September 23, 2013

Colby grad, Winslow resident Nivison promoted to federal bench

Superior Court Justice John C. Nivison has been appointed to take the seat being vacated by Magistrate Judge Margaret Kravchuk

STAFF REPORT

AUGUSTA — A state superior court judge has been named to replace a federal judge who will be retiring in January.

Superior Court Justice John C. Nivison of Winslow has been appointed to take the seat being vacated by Magistrate Judge Margaret Kravchuk.

Kravchuk too was a Maine Superior Court judge prior to joining the federal bench almost 14 years ago.

Nivison will be appointed by the district judges of the U.S. District Court for the District of Maine and will work primarily from the federal courthouse in Bangor, according to an announcement posted on the U.S. District Court website.

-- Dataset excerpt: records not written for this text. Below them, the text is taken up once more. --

PR #861, opened 2017-11-25
feat(mpd): Add support for icon-consume

Shrvi:
This PR adds support for _icon-consume_ to the mpd module.
It works exactly like _icon-random_ and the alike.


patrick96:
Looks good and works as expected.

Will merge, once #863 is merged

PR #863, opened 2017-11-26
Release 3.1.0

patrick96:
This is a first draft for the polybar 3.1.0 release.

**Things to do before merging:**

- [x] Write changelog and add it to the github release tag
- [x] Check if all new features are documented on the wiki

**Things to do after this is merged:**

- [ ] Ensure AUR packages build properly and have proper version tags
- [ ] Push updated PKGBUILDs (and .SRCINFO)
- [ ] Inform other package maintainers of new version (https://repology.org/metapackage/polybar/versions)
- [ ]  Update Void Linux package
- [ ] Remove jsoncpp issue from "Known Issues" page

Please tell me, if you think there are other things that need to be done for this release.

Closes #856

PR #868, opened 2017-11-29
fix(mpd): get format-online options for format-{playing,paused,stopped}

NBonaparte:
Fixes the broken `format-online-*` options mentioned in #863 by retrieving them individually and applying them to the other formats if they exist.


patrick96:
That was fast! Everything seems to work now.

PR #870, opened 2017-11-30
feat(build): help target to list all targets

Kokan:
Just a simple `help` target for the `Makefile` which list all of the targets with a single line `awk`.
So sometimes I could avoid opening the `Makefile` only to know the targets :smile:


patrick96:
I didn't even know, we had a makefile ^^
Looks good though. Thanks!

PR #875, opened 2017-12-02
I3: reset mode

tux-mind:
Reset `%mode%` token after switching back to default mode.


patrick96:
I don't have that much experience with the i3 module, so I'm not really sure what this is supposed to do. Can you please explain what behaviour this fixes or how it improves the i3 module?
Also, I have noticed that when the bar first starts the `%mode%` token is not properly replaced and is put directly onto the bar.

patrick96:
Closing due to inactivity

PR #877, opened 2017-12-03
fix(AUR): Remove failing call to version.sh

patrick96:
version.sh is supposed to set the `GIT_TAG` macro in `version.hpp` to the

Nivison today declined to comment through Mary Ann Lynch, government and media counsel with the Administrative Office of the Courts.

Lynch said that once Nivison's post becomes vacant, the governor will nominate a candidate to go before legislators for confirmation.

A federal magistrate judge handles initial court appearances by criminal defendants, sets bail and handles other administrative and pretrial functions.

Nivison was screened by a 13-member panel and then by all the judges of the U.S. District Court.

Nivison graduated from Colby College in Waterville in 1982 and from the University of Maine School of Law in 1985. After spending 14 years working at the Augusta office of Pierce Atwood law firm, Nivison was appointed to the Maine District Court bench in 1999 and then was appointed to the superior court bench in 2007.

He has presided in a number of cases in Kennebec and Somerset counties. Nivison also presides in the Business and Consumer Court, which is based in Cumberland County.

A U.S. District Court magistrate justice, according to the posting on the U.S. District Court website, can handle civil and criminal matters, "including issuing arrest and search warrants, holding probable cause and detention hearings, resolving non-dispositive civil motions and making recommendations on dispositive criminal and civil motions."